For the first time in over three centuries of trading, London store Fortnum & Mason is hosting a museum-worthy exhibition, a showcase of modern and contemporary British art, mined from the collection of ebullient collector Frank Cohen.
Sometimes dubbed the ‘Saatchi of the north’ or the ‘Manchester Medici’, Cohen’s colourful press cuttings have sometimes obscured the fact that his is one of the pre-eminent collections of British art. For over 30 years he has worked with Robert Upstone, a former senior curator at the Tate, to select key works by a range of artists from Howard Hodgkin to Tracey Emin. Now the pair have made a selection of his works to scatter around the store: in the basement dining area sits a piece by the Chapman Brothers, in the fifth floor corridor and entrance is a Paula Rego and an Edward Burra. How did they settle on such an unpredictable format for the exhibition?
‘As a curator, it’s a fascinating challenge. It’s a working space with so much going on. There’s a great synergy between the artworks, the objects for sale and the environment,’ says Upstone. ‘This is probably the first time that a major art exhibition has been staged within such a special, opulent, stylish environment that is still, nevertheless, a shop.’

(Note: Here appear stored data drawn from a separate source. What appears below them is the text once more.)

PR #8691, opened 2019-03-20
Enable AuthSamples.FunctionalTests on helix

HaoK:
Publish additional files needed to be able to run tests from publish directory


HaoK:
@Tratcher looks it just took copying over a few of the samples directories over to the content root (publish dir) is what it takes to get these working on helix

Tratcher (approved):

PR #8698, opened 2019-03-21
use fields to avoid hard coded state classes

kennywangjin:
- add static read-write fields to EditContext to hold validation state classes
- use these classes to apply field validation state
- user could customize their own classes

### DIFF
--- a/src/Components/Components/src/Forms/EditContext.cs
+++ b/src/Components/Components/src/Forms/EditContext.cs
@@ -13,6 +13,12 @@ namespace Microsoft.AspNetCore.Components.Forms
     /// </summary>
     public sealed class EditContext
     {
+        public static string ModifiedClass = "modified";
+        public static string ValidClass = "valid";
+        public static string InvalidClass = "invalid";
+        public static string ValidationMessageClass = "validation-message";
+        public static string ValidationErrorsClass = "validation-errors";
+
         // Note that EditContext tracks state for any FieldIdentifier you give to it, plus
         // the underlying storage is sparse. As such, none of the APIs have a "field not found"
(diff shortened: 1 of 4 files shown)


src/Components/Components/src/Forms/EditContext.cs
```diff
@@ -13,6 +13,12 @@ namespace Microsoft.AspNetCore.Components.Forms
     /// </summary>
     public sealed class EditContext
     {
+        public static string ModifiedClass = "modified";
```
gfoidl: Why don't you use constants?
And do they have to be `public`? `private` would be enough, as long no use outside this class is planned.

BTW: If you use `static readonly` the JIT can treat them es constants. Anyway, here `const` would be the better way.

SteveSandersonMS: @gfoidl The point of @kennywangjin's PR here is to make these values mutable, hence not `const`.

I'm not sure we'll use this approach, but hopefully it explains why the PR is as it is. It's quite likely that we'd move the responsibility for this into `EditForm` and have it configurable on a per-instance basis instead.

gfoidl: > hopefully it explains why the PR is as it is

Yes, thanks! 
(Unfortunately there's no reference to any issue, etc. in the description of the PR, and the boilerplate "Summary of the changes (Less than 80 chars)" distracted me.)

> have it configurable on a per-instance basis instead

Seems reasonable.

mkArtakMSFT:
Thanks for your effort. We won't be accepting your change as is, as global static properties would allow breaking this from some other place.

PR #8725, opened 2019-03-21
React to sem version 2.0

jkotalik:
Fixes https://github.com/dotnet/core-setup/commit/8ee7c85052193cbf064b7da16c34a8f50d94695a
Reacting to https://github.com/dotnet/core-setup/issues/4795. Hostfxr dlls could start using sem ver 2.0, so let's make sure we can handle it. 

Today, we source copy fx_ver.cpp/h to handle finding the highest version of hostfxr.dll. This updates the source copy and adds a test. It also modifies pal::string_t to std::wstring and a few other small things.

I didn't think of a great way to add a test in managed code; it would require copying another version of hostfxr.dll into the .dotnet directory and then deleting it afterwards. I added a test for global versioning which is used for ANCM out of process that tests

### DIFF
--- a/src/Servers/IIS/AspNetCoreModuleV2/CommonLib/fx_ver.cpp
+++ b/src/Servers/IIS/AspNetCoreModuleV2/CommonLib/fx_ver.cpp
@@ -1,11 +1,32 @@
-// Copyright (c) .NET Foundation and contributors. All rights reserved.
-// Licensed under the MIT license. See LICENSE file in the project root for full license information.
+// Licensed to the .NET Foundation under one or more agreements.
+// The .NET Foundation licenses this file to you under the MIT license.
+// See the LICENSE file in the project root for more information.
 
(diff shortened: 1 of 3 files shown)


src/Servers/IIS/AspNetCoreModuleV2/CommonLib/fx_ver.cpp
```diff
@@ -1,11 +1,32 @@
...
-#include <Windows.h>
-#include <sstream>
-#include <cassert>
+static bool validIdentifiers(const std::wstring& ids);
+
+size_t index_of_non_numeric(const std::wstring& str, size_t i)
+{
+    return str.find_first_not_of(TEXT("0123456789"), i);
+}
+
```
BrennanConroy: nit: newline

BrennanConroy (approved):

PR #8726, opened 2019-03-21
backport accessTokenProvider fix

mikaelm12:
Fixes: https://github.com/aspnet/AspNetCore/issues/8640

Backporting a fix for issue: https://github.com/aspnet/AspNetCore/issues/8429 into 2.2.x

# Description:
When connecting to the Azure SignalR Service we take the access token from the negotiate response and wrap that in a single and override the user provided `accessTokenProvider` is there was one. That behavior is correct. What is incorrect is that we don't keep a reference to the original passed in `accessTokenProvider` so we can restore it if we restart the connection. 

# Customer Impact
Without this change customers who have provided an accessToken provider and are connecting to the Azure SignalR Service won't be able to restart their connections properly.

# Regression?
Nope

# Risk:
Low. This just makes sure that we can reset the user provided accessTokenProvider if there was one in the event the client is connecting to the Azure SignalR Service.

### DIFF
--- a/src/SignalR/clients/java/signalr/src/main/java/com/microsoft/signalr/HubConnection.java
+++ b/src/SignalR/clients/java/signalr/src/main/java/com/microsoft/signalr/HubConnection.java
@@ -44,6 +44,7 @@ public class HubConnection {
     private List<OnClosedCallback> onClosedCallbackList;
     private final boolean skipNegotiate;
     private Single<String> accessTokenProvider;
+    private Single<String> redirectAccessTokenProvider;
     private final Map<String, String> headers = new HashMap<>();
     private ConnectionState connectionState = null;
     private final HttpClient httpClient;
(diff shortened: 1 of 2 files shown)


BrennanConroy:
cc @anurse

anurse:
Sounds good. I'll bring this to shiproom.

vivmishra:
Approved for 2.2.5
Wait for branch to open.

BrennanConroy (approved):

anurse:
@aspnet-hello triage https://dev.azure.com/dnceng/public/_build/results?buildId=130379

aspnet-hello:

I've triaged the above build.

dougbu:
@anurse please confirm no further changes are necessary to ensure the updated Java packages are built and flow correctly.

Once that is done, PR looks ready to merge. The branches in this repo are now open.

anurse:
Branch is now open, please merge ASAP.

> please confirm no further changes are necessary to ensure the updated Java packages are built and flow correctly

This is correct, they should be produced entirely during our build. I will need a drop share of the final products of our build (since the Java assets don't flow through the reset of the orchestrated build) when it comes to release time (this is like the NPM packages).

mikaelm12:
I don't have authorization to merge actually. Either @anurse or @dougbu  will have to click the button.

anurse:
Ah yes, I got you covered :).

mikaelm12:
Thanks!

It’s certainly unusual for a retailer to put this amount of room aside for a project that reaps no immediate profit, and speaks volumes about the unconventional approach to retail under the watch of Ewan Venters. The store’s CEO of four years, he guided Fortnum’s to its first double-digit growth in centuries: his strategy has been to reposition the store as an institution for London residents, rather than just a tourist attraction.
Venters is particularly keen to stress Fortnum’s longstanding commitment to the arts, and its open-door policy for visitors who want to come and see the exhibition for free. ‘Of course, don’t get me wrong, we’ll be very happy, when they’re here, to sell them a pot of tea and a box of chocolates,’ Venters notes.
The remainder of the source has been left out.